[Items from a dataset]
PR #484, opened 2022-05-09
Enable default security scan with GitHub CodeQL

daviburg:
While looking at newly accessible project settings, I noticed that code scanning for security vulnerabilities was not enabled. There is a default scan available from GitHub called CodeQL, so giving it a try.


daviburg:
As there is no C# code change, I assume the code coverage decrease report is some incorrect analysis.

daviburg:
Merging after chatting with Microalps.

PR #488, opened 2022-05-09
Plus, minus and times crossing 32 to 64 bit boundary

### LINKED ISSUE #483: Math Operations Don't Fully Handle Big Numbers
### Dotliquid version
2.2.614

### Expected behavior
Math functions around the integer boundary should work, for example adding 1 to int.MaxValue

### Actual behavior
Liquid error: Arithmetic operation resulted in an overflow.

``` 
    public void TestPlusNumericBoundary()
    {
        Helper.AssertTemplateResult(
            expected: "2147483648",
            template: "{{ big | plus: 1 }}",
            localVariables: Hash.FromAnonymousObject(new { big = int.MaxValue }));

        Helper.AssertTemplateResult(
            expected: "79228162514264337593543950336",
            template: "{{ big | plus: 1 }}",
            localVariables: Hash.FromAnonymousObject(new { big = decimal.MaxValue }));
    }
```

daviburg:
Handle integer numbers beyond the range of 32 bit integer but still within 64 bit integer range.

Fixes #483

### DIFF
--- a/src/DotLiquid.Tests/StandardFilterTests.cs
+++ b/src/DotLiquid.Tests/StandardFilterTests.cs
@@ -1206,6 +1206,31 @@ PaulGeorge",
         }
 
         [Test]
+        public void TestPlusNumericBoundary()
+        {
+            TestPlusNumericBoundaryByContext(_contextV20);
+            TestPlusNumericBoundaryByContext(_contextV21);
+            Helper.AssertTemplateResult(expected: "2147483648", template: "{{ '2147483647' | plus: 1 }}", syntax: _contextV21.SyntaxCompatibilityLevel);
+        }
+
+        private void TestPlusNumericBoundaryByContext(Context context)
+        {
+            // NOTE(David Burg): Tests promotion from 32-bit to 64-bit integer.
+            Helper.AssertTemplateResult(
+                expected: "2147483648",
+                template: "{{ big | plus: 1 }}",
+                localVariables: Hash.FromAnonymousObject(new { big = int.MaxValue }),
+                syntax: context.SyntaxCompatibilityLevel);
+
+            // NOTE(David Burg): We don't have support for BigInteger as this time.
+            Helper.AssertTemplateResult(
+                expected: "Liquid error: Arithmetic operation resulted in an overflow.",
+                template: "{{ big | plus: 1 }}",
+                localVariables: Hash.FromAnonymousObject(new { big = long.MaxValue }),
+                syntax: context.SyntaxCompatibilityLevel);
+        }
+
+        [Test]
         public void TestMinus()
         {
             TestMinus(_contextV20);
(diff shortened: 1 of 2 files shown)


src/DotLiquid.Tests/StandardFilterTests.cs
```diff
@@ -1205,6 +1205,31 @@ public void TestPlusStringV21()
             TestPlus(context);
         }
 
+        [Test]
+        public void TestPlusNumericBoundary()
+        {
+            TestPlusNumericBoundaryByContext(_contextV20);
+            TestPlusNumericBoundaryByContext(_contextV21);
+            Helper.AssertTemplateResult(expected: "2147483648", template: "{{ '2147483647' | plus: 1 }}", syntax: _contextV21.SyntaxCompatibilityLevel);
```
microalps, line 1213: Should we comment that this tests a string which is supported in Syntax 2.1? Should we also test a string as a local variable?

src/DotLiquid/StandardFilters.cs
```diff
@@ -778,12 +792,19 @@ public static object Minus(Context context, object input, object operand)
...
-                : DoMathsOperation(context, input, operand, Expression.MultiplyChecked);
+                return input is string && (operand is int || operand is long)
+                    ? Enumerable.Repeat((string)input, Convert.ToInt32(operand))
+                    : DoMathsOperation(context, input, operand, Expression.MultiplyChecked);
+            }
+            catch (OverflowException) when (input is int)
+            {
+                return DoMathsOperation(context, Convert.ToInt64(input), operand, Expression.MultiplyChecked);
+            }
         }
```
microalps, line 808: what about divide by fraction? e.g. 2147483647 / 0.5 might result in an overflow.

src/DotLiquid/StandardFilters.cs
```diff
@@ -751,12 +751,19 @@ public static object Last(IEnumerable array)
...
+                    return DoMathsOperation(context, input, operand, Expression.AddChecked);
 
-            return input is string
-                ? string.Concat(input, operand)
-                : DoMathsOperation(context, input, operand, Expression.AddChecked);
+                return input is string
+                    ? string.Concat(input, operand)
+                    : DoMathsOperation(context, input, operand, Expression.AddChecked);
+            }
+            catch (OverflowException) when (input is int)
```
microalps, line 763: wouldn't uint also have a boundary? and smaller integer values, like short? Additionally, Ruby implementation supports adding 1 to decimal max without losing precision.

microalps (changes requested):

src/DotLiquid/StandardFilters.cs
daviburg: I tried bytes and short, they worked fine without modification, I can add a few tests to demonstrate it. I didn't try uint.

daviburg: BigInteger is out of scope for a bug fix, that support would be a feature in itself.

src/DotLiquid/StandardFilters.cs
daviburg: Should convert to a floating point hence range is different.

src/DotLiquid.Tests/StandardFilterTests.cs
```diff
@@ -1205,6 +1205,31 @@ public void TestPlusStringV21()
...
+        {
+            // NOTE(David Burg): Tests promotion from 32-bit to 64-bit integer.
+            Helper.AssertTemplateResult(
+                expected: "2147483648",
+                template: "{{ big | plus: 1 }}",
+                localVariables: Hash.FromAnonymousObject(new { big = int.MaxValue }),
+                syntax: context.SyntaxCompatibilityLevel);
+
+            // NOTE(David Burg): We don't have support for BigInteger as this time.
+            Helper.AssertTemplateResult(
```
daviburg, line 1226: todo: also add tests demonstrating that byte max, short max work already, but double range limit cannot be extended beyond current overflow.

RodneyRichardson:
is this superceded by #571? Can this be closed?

* * *

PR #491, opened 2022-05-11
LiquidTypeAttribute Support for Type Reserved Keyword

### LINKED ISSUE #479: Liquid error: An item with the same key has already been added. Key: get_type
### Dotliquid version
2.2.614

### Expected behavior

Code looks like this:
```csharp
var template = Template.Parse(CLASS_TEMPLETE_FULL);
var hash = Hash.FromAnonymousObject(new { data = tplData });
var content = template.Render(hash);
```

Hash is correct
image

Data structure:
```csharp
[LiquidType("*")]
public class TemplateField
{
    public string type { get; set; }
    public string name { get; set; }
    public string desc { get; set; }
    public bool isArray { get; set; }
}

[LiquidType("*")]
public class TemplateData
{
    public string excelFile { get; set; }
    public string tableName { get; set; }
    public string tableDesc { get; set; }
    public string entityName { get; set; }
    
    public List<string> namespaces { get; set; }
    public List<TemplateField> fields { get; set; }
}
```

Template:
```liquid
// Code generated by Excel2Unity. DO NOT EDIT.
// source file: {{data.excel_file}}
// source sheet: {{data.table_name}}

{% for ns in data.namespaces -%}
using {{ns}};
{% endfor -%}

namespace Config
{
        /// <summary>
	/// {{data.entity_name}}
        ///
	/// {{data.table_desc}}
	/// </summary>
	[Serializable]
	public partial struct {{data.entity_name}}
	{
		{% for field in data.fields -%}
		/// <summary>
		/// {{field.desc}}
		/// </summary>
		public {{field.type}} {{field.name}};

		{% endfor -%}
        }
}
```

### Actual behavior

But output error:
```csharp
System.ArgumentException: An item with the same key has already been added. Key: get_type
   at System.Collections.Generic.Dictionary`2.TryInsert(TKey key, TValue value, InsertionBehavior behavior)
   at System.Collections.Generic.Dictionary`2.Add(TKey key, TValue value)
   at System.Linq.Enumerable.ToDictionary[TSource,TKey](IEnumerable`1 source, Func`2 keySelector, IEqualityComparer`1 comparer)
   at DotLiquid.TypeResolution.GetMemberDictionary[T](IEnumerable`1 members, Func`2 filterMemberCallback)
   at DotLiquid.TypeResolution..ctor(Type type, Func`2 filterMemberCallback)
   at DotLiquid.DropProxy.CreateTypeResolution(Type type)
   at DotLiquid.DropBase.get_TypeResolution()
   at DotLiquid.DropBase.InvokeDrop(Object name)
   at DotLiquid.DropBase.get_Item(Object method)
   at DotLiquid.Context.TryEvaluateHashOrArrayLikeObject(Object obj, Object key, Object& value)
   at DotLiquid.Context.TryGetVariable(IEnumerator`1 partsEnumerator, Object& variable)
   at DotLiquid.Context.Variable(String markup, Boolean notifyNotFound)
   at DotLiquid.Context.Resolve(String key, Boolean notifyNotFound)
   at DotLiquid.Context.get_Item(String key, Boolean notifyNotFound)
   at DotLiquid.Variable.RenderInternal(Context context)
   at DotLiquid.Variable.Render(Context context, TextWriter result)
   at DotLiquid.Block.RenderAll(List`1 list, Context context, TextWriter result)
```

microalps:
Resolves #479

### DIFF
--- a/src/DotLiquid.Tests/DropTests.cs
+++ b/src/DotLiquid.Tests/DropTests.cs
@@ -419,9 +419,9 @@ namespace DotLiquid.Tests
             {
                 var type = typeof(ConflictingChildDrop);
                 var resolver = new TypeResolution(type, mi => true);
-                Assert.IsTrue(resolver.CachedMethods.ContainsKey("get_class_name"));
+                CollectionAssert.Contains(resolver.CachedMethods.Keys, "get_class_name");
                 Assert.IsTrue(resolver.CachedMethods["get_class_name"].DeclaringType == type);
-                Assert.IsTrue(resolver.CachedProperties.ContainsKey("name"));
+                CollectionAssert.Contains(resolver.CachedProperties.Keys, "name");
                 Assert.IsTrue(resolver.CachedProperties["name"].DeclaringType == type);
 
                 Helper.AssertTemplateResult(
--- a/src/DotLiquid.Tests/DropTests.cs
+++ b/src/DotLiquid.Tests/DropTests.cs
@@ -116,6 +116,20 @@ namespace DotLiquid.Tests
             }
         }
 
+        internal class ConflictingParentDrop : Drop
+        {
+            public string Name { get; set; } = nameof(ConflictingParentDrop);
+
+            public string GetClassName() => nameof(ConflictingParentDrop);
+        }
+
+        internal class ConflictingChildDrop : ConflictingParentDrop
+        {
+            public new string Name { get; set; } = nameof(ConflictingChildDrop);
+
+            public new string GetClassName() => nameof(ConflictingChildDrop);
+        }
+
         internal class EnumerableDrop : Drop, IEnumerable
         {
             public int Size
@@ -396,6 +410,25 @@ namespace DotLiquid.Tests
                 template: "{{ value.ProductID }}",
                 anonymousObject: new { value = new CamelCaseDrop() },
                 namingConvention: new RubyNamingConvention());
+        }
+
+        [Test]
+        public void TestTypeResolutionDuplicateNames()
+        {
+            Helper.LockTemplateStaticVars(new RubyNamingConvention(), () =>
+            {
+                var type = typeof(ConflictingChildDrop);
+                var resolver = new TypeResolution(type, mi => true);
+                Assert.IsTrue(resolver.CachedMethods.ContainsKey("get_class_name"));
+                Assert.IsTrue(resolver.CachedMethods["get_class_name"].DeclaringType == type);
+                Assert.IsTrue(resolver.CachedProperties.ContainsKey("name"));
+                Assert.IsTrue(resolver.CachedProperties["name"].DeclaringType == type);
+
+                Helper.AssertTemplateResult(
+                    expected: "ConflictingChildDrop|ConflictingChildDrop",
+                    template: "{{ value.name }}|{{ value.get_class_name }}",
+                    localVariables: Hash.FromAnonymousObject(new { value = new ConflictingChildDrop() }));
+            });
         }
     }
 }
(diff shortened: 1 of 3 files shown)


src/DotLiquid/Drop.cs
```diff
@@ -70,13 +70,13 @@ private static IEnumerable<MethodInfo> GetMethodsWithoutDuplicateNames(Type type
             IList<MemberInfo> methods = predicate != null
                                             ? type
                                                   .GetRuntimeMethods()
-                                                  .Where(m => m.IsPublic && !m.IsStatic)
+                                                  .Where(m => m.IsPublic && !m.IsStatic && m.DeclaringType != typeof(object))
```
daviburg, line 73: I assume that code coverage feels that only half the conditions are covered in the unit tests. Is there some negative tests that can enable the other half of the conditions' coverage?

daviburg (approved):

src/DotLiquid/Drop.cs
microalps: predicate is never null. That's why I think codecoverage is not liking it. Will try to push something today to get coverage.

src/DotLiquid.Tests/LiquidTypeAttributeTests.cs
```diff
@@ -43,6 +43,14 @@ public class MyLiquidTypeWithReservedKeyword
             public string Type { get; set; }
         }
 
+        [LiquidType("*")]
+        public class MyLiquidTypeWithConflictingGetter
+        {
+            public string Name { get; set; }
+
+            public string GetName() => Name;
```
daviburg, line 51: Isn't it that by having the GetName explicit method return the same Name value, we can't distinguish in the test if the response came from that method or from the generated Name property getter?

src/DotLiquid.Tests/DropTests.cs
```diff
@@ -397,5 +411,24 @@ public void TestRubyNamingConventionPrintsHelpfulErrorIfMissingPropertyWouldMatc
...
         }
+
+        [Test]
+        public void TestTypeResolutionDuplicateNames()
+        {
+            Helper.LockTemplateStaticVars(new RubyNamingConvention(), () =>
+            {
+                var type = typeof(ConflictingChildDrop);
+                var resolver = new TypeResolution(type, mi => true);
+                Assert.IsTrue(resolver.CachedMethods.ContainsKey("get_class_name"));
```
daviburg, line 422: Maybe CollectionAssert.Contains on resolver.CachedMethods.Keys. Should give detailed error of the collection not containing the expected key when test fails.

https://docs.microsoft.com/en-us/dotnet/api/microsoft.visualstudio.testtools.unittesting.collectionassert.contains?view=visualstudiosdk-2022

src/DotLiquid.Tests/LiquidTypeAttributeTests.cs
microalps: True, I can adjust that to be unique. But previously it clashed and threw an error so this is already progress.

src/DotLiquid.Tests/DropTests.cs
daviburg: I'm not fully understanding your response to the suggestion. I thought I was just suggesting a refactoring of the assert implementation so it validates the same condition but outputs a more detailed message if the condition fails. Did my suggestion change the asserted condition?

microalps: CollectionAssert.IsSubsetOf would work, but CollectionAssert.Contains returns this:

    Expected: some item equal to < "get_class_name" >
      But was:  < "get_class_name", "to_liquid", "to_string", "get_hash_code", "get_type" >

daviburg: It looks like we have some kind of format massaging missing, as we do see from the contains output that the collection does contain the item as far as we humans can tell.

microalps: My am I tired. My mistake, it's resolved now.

--

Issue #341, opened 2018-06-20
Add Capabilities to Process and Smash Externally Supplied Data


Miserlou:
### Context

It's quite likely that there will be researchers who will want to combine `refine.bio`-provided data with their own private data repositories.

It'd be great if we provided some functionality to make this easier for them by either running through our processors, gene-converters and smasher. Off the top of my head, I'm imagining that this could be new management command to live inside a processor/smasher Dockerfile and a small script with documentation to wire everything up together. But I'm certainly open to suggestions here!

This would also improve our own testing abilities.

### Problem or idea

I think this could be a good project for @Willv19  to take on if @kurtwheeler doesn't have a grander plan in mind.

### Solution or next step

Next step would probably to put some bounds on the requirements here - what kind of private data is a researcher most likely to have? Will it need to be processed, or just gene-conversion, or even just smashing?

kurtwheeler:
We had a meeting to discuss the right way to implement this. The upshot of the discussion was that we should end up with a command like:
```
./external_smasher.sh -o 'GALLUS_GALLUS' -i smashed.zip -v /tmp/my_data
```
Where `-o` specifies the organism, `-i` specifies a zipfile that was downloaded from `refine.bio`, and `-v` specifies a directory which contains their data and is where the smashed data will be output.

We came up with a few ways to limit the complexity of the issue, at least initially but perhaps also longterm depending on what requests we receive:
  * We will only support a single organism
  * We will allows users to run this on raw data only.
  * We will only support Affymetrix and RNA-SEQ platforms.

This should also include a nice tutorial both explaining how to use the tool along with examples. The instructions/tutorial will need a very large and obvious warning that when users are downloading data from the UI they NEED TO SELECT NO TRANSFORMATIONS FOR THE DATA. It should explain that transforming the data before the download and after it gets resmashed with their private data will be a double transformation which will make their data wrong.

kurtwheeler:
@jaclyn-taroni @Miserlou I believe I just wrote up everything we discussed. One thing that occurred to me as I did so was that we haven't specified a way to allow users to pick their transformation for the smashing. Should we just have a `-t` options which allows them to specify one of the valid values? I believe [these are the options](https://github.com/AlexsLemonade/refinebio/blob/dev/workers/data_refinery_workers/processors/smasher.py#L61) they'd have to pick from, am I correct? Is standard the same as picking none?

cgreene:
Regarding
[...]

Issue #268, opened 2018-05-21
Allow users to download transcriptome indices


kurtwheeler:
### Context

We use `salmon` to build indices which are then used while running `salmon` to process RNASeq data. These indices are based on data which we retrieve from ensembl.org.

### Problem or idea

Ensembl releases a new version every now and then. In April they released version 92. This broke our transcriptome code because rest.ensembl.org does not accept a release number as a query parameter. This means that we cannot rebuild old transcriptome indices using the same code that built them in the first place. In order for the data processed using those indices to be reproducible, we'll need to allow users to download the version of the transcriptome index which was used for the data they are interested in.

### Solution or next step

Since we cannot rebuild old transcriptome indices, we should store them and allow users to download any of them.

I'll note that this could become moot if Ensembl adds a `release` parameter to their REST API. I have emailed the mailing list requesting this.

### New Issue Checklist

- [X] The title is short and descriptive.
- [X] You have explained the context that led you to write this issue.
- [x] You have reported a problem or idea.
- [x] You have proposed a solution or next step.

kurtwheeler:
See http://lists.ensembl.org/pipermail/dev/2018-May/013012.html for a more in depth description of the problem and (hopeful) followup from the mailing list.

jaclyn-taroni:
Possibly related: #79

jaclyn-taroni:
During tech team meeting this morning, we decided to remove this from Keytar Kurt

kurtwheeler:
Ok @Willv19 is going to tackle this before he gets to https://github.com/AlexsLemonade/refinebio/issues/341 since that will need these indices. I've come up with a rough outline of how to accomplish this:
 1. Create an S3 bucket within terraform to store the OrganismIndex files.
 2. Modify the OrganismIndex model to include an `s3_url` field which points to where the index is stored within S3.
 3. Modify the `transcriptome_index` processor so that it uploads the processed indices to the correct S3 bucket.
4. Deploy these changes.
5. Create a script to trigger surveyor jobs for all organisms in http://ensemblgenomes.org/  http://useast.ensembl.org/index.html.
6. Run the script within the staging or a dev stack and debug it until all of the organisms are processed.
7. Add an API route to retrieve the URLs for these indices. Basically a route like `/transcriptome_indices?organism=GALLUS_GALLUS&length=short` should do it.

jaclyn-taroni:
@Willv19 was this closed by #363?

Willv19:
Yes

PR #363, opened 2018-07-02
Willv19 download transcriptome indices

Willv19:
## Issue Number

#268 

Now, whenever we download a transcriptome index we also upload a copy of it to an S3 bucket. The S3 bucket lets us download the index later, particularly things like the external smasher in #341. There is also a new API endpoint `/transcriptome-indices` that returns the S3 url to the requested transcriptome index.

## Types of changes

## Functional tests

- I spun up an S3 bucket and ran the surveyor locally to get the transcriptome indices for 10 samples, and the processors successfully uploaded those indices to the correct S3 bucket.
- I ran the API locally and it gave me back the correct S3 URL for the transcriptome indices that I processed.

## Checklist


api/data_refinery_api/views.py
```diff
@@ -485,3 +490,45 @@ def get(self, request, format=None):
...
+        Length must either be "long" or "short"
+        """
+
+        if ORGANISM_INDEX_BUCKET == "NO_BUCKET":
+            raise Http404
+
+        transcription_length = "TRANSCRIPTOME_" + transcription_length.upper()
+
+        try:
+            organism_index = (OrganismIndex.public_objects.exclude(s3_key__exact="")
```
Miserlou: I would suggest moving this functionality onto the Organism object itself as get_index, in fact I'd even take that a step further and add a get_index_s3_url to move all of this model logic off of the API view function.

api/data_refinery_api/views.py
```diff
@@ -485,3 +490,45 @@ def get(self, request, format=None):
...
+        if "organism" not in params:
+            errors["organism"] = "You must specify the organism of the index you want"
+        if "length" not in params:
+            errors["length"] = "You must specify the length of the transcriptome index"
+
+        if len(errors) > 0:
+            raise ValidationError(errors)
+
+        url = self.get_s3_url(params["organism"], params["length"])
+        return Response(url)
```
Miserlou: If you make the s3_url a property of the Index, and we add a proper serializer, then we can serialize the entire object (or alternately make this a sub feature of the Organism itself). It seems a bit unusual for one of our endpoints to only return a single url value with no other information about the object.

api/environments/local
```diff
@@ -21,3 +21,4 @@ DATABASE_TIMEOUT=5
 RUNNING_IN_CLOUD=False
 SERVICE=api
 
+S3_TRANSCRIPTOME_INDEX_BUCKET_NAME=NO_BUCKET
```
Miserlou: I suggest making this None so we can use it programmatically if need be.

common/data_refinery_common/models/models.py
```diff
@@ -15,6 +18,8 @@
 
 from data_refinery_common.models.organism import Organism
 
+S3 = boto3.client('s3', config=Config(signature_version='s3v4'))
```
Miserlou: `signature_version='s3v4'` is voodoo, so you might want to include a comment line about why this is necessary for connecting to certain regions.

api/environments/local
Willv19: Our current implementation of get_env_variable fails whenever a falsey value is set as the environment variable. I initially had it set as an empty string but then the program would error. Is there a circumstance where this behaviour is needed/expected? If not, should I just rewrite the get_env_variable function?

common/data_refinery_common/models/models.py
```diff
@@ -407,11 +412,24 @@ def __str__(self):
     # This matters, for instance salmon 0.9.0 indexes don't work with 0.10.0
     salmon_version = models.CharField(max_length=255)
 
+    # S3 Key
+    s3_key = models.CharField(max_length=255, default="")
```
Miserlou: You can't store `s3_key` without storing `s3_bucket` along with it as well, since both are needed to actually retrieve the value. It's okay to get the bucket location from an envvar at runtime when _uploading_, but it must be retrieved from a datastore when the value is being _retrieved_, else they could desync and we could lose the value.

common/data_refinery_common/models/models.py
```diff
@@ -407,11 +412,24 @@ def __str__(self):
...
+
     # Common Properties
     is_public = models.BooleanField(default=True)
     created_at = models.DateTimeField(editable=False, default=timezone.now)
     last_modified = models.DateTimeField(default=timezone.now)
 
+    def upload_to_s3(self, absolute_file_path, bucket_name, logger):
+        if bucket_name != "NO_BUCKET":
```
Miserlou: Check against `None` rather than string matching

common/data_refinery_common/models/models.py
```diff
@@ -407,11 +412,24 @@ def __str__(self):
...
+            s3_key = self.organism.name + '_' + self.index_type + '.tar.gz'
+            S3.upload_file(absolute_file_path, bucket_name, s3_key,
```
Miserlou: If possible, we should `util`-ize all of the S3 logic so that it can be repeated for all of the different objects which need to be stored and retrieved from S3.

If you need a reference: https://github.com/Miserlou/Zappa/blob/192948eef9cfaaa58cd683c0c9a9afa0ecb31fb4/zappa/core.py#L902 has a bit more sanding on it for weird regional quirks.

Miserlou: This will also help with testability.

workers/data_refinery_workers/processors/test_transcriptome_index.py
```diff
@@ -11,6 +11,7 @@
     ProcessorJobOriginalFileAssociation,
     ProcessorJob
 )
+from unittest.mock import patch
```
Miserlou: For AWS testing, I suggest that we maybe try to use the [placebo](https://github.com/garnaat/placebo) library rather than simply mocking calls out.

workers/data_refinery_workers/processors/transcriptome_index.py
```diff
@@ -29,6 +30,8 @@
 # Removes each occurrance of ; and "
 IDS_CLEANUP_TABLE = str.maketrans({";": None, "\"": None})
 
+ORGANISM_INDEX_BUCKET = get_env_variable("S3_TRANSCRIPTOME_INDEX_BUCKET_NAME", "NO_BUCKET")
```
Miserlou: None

:: Exercise ::
The answer must be a single number: how many lines in the data above contain the string "rebuild".

:: Written solution ::
2